*** Supplied data Section Begins ***

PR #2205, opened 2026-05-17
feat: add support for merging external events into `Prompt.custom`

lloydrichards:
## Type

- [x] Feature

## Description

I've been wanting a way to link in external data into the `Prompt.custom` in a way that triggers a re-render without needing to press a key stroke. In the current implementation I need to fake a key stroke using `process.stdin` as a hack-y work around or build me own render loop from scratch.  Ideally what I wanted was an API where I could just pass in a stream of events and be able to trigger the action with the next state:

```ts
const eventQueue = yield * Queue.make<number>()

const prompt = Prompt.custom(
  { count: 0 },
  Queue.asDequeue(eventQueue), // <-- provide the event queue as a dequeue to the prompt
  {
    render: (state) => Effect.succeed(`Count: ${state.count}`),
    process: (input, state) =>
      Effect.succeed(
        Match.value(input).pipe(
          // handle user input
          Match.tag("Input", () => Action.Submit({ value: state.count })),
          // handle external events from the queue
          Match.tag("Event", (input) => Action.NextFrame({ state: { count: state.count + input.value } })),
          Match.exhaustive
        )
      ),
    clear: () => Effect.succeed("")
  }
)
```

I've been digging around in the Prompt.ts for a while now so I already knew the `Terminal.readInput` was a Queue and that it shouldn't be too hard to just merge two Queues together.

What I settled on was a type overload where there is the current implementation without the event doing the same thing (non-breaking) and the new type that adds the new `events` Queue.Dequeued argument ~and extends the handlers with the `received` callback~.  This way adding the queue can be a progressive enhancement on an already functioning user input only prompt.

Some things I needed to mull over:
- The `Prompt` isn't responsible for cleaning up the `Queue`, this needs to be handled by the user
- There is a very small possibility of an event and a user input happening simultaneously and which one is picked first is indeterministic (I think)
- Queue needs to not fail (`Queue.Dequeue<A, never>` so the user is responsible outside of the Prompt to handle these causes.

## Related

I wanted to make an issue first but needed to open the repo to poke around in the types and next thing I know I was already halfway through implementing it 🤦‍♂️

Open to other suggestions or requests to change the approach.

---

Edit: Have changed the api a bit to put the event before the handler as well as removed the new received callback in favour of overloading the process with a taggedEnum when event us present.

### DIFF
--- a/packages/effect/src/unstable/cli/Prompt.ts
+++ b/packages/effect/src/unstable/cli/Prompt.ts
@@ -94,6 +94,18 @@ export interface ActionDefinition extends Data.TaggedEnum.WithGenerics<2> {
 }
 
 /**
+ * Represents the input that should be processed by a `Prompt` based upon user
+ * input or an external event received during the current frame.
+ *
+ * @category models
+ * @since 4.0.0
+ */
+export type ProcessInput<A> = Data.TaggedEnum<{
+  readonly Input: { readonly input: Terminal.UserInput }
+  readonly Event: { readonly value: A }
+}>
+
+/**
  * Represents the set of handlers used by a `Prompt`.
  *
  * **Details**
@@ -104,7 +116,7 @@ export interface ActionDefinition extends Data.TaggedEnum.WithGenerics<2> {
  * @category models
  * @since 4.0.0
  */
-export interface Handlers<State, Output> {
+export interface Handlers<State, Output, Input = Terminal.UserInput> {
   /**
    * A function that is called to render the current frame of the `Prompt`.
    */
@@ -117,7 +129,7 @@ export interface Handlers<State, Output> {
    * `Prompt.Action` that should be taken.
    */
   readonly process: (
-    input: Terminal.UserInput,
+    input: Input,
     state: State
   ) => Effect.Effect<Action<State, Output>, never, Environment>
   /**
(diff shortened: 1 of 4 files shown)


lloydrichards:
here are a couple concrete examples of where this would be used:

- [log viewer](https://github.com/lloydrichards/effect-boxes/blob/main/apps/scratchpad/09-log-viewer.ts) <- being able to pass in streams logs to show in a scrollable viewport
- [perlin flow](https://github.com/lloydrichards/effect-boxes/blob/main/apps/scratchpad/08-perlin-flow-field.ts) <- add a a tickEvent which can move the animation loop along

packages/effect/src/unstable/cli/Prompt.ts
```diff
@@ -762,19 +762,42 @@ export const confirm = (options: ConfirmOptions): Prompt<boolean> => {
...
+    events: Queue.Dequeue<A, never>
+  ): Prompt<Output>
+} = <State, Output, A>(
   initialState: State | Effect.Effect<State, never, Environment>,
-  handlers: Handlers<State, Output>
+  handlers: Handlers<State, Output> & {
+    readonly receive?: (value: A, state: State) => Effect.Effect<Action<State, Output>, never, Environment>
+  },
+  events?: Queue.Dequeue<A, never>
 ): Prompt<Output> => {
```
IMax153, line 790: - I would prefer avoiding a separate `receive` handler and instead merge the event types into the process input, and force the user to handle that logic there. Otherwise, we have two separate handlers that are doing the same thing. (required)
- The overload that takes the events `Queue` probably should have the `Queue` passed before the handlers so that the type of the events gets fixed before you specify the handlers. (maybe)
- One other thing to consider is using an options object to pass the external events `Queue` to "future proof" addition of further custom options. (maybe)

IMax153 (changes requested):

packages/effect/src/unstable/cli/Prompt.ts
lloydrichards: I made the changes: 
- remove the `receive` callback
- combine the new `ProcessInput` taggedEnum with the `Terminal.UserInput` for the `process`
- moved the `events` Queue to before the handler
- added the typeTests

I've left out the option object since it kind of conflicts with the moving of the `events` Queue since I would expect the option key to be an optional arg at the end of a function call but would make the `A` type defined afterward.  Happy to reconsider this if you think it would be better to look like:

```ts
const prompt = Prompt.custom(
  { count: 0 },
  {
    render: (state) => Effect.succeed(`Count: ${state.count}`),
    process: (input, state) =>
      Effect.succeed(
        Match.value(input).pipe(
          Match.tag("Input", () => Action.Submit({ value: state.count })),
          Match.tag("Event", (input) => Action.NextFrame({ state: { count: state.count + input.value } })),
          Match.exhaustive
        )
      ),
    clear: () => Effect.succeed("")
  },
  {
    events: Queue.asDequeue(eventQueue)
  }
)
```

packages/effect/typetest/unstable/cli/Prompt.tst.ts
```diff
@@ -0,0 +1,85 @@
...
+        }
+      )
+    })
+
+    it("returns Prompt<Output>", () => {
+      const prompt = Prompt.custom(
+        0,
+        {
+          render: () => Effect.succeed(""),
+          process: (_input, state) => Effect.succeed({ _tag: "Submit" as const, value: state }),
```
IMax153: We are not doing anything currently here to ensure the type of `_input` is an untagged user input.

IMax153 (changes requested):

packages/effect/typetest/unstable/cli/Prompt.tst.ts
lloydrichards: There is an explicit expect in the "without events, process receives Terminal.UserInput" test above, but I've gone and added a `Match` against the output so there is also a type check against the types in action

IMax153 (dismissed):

*** Supplied data Section Ends ***
*** Supplied data Section Begins ***

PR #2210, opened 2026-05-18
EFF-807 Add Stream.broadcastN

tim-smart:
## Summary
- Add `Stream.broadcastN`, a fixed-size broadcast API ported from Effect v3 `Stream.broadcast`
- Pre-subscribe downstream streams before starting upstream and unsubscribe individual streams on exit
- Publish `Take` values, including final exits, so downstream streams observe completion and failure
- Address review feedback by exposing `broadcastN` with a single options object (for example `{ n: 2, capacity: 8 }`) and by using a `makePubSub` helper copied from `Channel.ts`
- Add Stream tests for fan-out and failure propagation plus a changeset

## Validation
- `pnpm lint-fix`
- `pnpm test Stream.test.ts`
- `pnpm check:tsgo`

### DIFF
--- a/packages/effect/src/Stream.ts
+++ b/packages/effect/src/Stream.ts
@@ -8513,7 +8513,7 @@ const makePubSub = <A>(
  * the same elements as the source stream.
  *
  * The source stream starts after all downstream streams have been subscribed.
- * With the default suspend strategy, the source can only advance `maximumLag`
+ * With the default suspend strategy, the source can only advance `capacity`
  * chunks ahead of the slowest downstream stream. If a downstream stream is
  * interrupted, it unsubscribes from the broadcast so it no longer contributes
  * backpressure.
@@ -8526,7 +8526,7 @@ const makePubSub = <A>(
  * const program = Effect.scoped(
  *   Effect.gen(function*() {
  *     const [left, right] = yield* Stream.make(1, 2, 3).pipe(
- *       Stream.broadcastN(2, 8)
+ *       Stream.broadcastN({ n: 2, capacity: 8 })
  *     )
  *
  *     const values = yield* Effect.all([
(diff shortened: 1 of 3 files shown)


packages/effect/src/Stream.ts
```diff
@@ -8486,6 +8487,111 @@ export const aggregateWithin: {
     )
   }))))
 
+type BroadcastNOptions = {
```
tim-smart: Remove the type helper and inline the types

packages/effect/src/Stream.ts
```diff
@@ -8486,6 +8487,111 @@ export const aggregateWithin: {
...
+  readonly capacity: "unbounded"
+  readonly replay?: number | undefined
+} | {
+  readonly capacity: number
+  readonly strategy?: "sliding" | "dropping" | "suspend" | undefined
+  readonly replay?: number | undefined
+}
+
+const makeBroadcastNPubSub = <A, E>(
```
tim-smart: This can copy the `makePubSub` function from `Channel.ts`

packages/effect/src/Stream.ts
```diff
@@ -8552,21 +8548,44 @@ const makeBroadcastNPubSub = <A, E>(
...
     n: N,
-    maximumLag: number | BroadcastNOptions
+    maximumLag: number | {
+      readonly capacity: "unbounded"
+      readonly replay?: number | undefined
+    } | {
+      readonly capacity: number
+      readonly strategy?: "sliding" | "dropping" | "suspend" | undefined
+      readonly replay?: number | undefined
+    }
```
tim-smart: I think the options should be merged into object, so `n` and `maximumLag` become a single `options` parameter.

*** Supplied data Section Ends ***

About this exercise: Show every line in the records above that contains the word "github".

Your response:
- [log viewer](https://github.com/lloydrichards/effect-boxes/blob/main/apps/scratchpad/09-log-viewer.ts) <- being able to pass in streams logs to show in a scrollable viewport
- [perlin flow](https://github.com/lloydrichards/effect-boxes/blob/main/apps/scratchpad/08-perlin-flow-field.ts) <- add a a tickEvent which can move the animation loop along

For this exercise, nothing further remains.